In operation of the compressor embodiment shown in FIG. 3, fluid from an evaporator, such as evaporator 50 in HVAC system of FIG. 1, is supplied to compressor 210 via conduit means 15 to suction tube inlet which is physically located above the motor at the top of housing 212, entering first chamber 214 at its upper end. This fluid may be in the form of refrigerant gas or it may be refrigerant gas with entrained liquid, with some of the liquid including lubricant, which may be in the form of a mist. On entering housing 212, the fluid strikes at least one deflection plate 225. Deflection plate 225 is positioned to deflect fluid entering first chamber 214, preferably so that a portion of the fluid will be directed in a downward direction toward the motor. The deflection plate may assume any angle with respect to the incoming fluid, so long as it does not cause the incoming fluid to rebound causing a back pressure of fluid at suction tube inlet 220. Thus, a deflection plate oriented in a plane perpendicular to the flow of incoming fluid, or in a plane substantially perpendicular to the plane would be undesirable. However, a deflection plate oriented in a plane angled horizontally or angled vertically to the flow of incoming fluid, such as at an angle of about 5 to about 85°, and most preferably at an angle of 30-60° so as to deflect incoming fluid without causing a back pressure in suction tube inlet 220 will provide an acceptable flow path for the fluid. A portion of this fluid, substantially as refrigerant gas, will move toward and into tube 242 as a result of suction from compressor operation and a portion will circulate around the motor to cool the stator before ultimately flowing into tube 242.
More importantly, deflection plate 225 will direct any liquid refrigerant and lubricant downward in the direction of the motor and away from tube 242. Deflection plate 225 will also cause fine mists of lubricant or lubricant mixed with refrigerant to coalesce thereon. These mists will coalesce on deflection plate 225 until a critical size is reached, at which time they will form droplets and fall downward toward the motor 224. As these fluids fall downward, the fluids will contact the stator and its windings and cool the windings. As noted, these fluids contain lubricant, liquid refrigerant, or a mixture of the two. The lubricant will substantially continue by gravity downward and will accumulate on sealing means 236. A portion of liquid refrigerant, as it absorbs heat from the stator windings, will undergo a phase transformation and be converted to gas, being drawn upward and into tube 242, drawing additional heat from stator 226 as it rises. This gas will ultimately be drawn into tube 242 and compressor portion by the suction pressure of the operating compressor. In a similar fashion, fluid containing a mixture of lubricant and refrigerant can be separated. The refrigerant undergoes a phase change into a gas at a lower temperature than the lubricant. The refrigerant will thus be the first component of the mixture to undergo this phase change as it absorbs heat from the stator 226, while the lubricant drops downward onto seal means 236, where it accumulates.
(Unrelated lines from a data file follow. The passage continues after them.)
PR #1717, opened 2020-12-30
Add basic io tests and remove unused code

wolfgangwalther:
Part of #1719.

Best to review commit-by-commit:
1. commit adds io tests for basic cli commands and many config related errors. This will also allow to refactor some of the tests that are currently based on config files (boolean values).
2. commit is taken from #1713. This removes unused code that I stumbled upon when first going through the coverage overlay draft. Most of that is reviewed automatically by the compiler (all `deriving (...)`). In many places I changed `[]` to `mempty` - I did this whenever I added an overlay for it in #1713, because that means the value is never ever used. `mempty` seemed to fit better in that case. The remaining few changes are removed code that is never used - all in codepaths that are well tested. The tests are still passing, so confidence should be high that those are really not needed at all.
3. Is just a small refactor that increases code coverage on paper, because Pattern Matching is more flexible than `elem`.

The io tests probably need the most review, all other stuff is covered mostly by the compiler and existing tests.


wolfgangwalther:
codecov/patch is failing by design. This job measures the coverage across those lines that I touched. Since I mostly touched lines that would appear in the coverage overlay, those are by design untested right now.

wolfgangwalther:
@steve-chavez @monacoremo Should I split this PR up further for easier review or is it good like that?

src/PostgREST/Auth.hs
```diff
@@ -117,7 +115,5 @@ parseSecret str =
 jwkFromSecret :: ByteString -> JWK
 jwkFromSecret key =
   fromKeyMaterial km
-    & jwkUse ?~ Sig
-    & jwkAlg ?~ JWSAlg HS256
```
steve-chavez, line 121: Hmm.. those are default?

wolfgangwalther: I'm not entirely sure. The values were marked as uncovered and all tests still pass without those lines. If those settings are the default, then the values would have still be used.

There must be something else. My assumption is, that those settings don't have any effect at all and are just neither used nor needed.

steve-chavez: I'm a bit scared of the change because the algorithm could default to `None`:

https://hackage.haskell.org/package/jose-jwt-0.8.0/docs/Jose-Jwa.html#t:JwsAlg

And it could be that the tests are just accepting any JWT.

wolfgangwalther: Well, if the value is not used at all, then it doesn't matter what we set it to.

My understanding is that a JWT does have the algorithm it was encoded with included. This is the header of a JWT:
```
{"typ":"JWT",
 "alg":"HS256"}
```

My best bet is, that those settings are only used when actually signing a JWT with this JWK. But we only ever use this JWK for verifying the signature of an existing JWT.

I further assume that the only reason we turn the secret into a JWK here is to be able to use real JWKs instead of text secrets easily with the same code path for the verification.

So basically, this is not a real JWK, but just a container for our secret to have the right type.

wolfgangwalther: Of course, it could also be, that we're just missing a proper test here and that's why it's uncovered. But I think that's unlikely, given that we do use properly signed JWTs in our tests and there is no config option that affects how we use the text secret, right? I.e. which encoding algorithm etc. - that's all part of application that actually signs the JWT.

wolfgangwalther: So I had a look at the code again: We are using the JWK that is created here in `attemptJwtClaims`. Here, we're using `defaultJWTValidationSettings` of which `defaultValidationSettings` is the main part:

https://hackage.haskell.org/package/jose-0.8.4/docs/Crypto-JOSE-JWS.html#v:defaultValidationSettings

There it says:
> The default validation settings.
> - All algorithms except "none" are acceptable.
> - All signatures must be valid (and there must be at least one signature.)

So the algorithm is in fact taken from the JWT, but "none" is not accepted.

wolfgangwalther: I also tracked down the signature verifying function: https://hackage.haskell.org/package/jose-0.8.4/docs/src/Crypto.JOSE.JWS.html#verifySig

It only reads `jwkMaterial` from the key and not `jwkAlg` or `jwkUse`. **If** we really want to limit the allowed algorithms for verifying JWTs, we'd need to change this line:

https://github.com/PostgREST/postgrest/blob/ab6f90aa78b5ff5b4643f9b3ac97ae4ff6b0b589/src/PostgREST/Auth.hs#L65

and change the allowed algorithms in those settings.

wolfgangwalther:
Just a rebase for the merge conflict.

src/PostgREST/Auth.hs
steve-chavez: > All algorithms except "none" are acceptable.
> It only reads jwkMaterial from the key and not jwkAlg or jwkUse

Great! Thanks for digging into this @wolfgangwalther.

So then I'm no longer worried about this change. It's safe to remove these lines.

> If we really want to limit the allowed algorithms for verifying JWTs, we'd need to change this line:

It looks fine to leave as it is for now. Good to know we can limit the algorithms though.

steve-chavez (approved):
LGTM! It's great how coverage pushes us to delete unused code.

test/io-tests/fixtures.yaml
```diff
@@ -1,3 +1,144 @@
...
+    expect: error
+    use_defaultenv: true
+    env:
+      PGRST_SERVER_UNIX_SOCKET_MODE: '778'
+# TODO: Bug needs to be fixed
+#  - name: invalid jwt-aud
+#    expect: error
+#    use_defaultenv: true
+#    env:
+#      PGRST_JWT_AUD: 'htp:/@@localhorst.invalid'
```
taimoorzaeem, line 63: @wolfgangwalther Any string value is allowed in `jwt-aud`, I think this is not a bug.

wolfgangwalther: No, not *any* string value. Allowed values are of type `StringOrURI`, which is defined as this by the RFC:

> A JSON string value, with the additional requirement that while arbitrary string values MAY be used, any value containing a ":" character MUST be a URI [[RFC3986](https://www.rfc-editor.org/rfc/rfc3986)].  StringOrURI values are compared as case-sensitive strings with no transformations or canonicalizations applied.

Thus, the value in this snippet must throw an error, but it didn't back then. Does it now?

taimoorzaeem: > Does it now?

Nope. I guess we can raise issue for this?

wolfgangwalther: Sure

At least one liquid bleed connection 251 extends across seal means 236 to place first chamber 214 into communication with compressor suction inlet 240. Flow of liquid through liquid bleed aperture 251 can be accomplished by any one of a number of conventional and well known means. For example, flow may be controlled by sealing means and a float valve (not shown) that is activated when the level of lubricant above the sealing means rises above a predetermined level which causes activation of the valve. It can be activated by hydrostatic pressure of fluid on sealing means. It can be activated when the motor is energized. It can be designed so that pressure in the first chamber or the second chamber activates the valve causing fluid to be pushed through the valve. The liquid bleed connection can simply act by gravity flow of fluid. The method of transferring liquid across sealing means 236 is not critical to operation of this invention, and any effective means of controlling the flow of lubricant across this boundary may be used. The purpose of this connection is to allow lubricant that accumulates on and above sealing means 236 to flow across seal means into the suction inlet 240. The amount of lubricant that flows through the connection will depend upon the size of the connection, which can be varied as desired. In a preferred embodiment, liquid is drawn into connection 251 from first chamber 214 into tube 242 as a result of suction pressure at the compressor suction inlet 240 due to operation of the compressor.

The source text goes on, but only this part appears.